(Stored items)
PR #377, opened 2018-03-08
Fix TypeError argument when APP_DEBUG is set

Plopix:
| Q             | A
| ------------- | ---
| License       | MIT

When you specify APP_DEBUG in the ENV, it is interpreted as a "_string_" which triggers this kind of error:

```
Fatal error: Uncaught TypeError: Argument 2 passed to Symfony\Component\HttpKernel\Kernel::__construct() must be of the type boolean, 
string given, called in /app/public/index.php on line 49 and defined in /app/vendor/symfony/http-kernel/Kernel.php:76
 Stack trace: 
#0 /app/public/index.php(49): Symfony\Component\HttpKernel\Kernel->__construct('prod', '0') 
#1 {main} thrown in /app/vendor/symfony/http-kernel/Kernel.php on line 76
```
This PR aims to solve that issue.

> unless I missed a trick

### DIFF
--- a/symfony/console/3.3/bin/console
+++ b/symfony/console/3.3/bin/console
@@ -24,7 +24,7 @@ if (!isset($_SERVER['APP_ENV'])) {
 
 $input = new ArgvInput();
 $env = $input->getParameterOption(['--env', '-e'], $_SERVER['APP_ENV'] ?? 'dev', true);
-$debug = ($_SERVER['APP_DEBUG'] ?? ('prod' !== $env)) && !$input->hasParameterOption('--no-debug', true);
+$debug = (bool) ($_SERVER['APP_DEBUG'] ?? ('prod' !== $env)) && !$input->hasParameterOption('--no-debug', true);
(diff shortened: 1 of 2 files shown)


weaverryan:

### PROBLEM TO SOLVE
Precisely reproduce all the entries shown above.

### COMPLETED EXERCISE
PR #377, opened 2018-03-08
Fix TypeError argument when APP_DEBUG is set

Plopix:
| Q             | A
| ------------- | ---
| License       | MIT

When you specify APP_DEBUG in the ENV, it is interpreted as a "_string_" which triggers this kind of error:

```
Fatal error: Uncaught TypeError: Argument 2 passed to Symfony\Component\HttpKernel\Kernel::__construct() must be of the type boolean, 
string given, called in /app/public/index.php on line 49 and defined in /app/vendor/symfony/http-kernel/Kernel.php:76
 Stack trace: 
#0 /app/public/index.php(49): Symfony\Component\HttpKernel\Kernel->__construct('prod', '0') 
#1 {main} thrown in /app/vendor/symfony/http-kernel/Kernel.php on line 76
```
This PR aims to solve that issue.

> unless I missed a trick

### DIFF
--- a/symfony/console/3.3/bin/console
+++ b/symfony/console/3.3/bin/console
@@ -24,7 +24,7 @@ if (!isset($_SERVER['APP_ENV'])) {
 
 $input = new ArgvInput();
 $env = $input->getParameterOption(['--env', '-e'], $_SERVER['APP_ENV'] ?? 'dev', true);
-$debug = ($_SERVER['APP_DEBUG'] ?? ('prod' !== $env)) && !$input->hasParameterOption('--no-debug', true);
+$debug = (bool) ($_SERVER['APP_DEBUG'] ?? ('prod' !== $env)) && !$input->hasParameterOption('--no-debug', true);
(diff shortened: 1 of 2 files shown)


weaverryan:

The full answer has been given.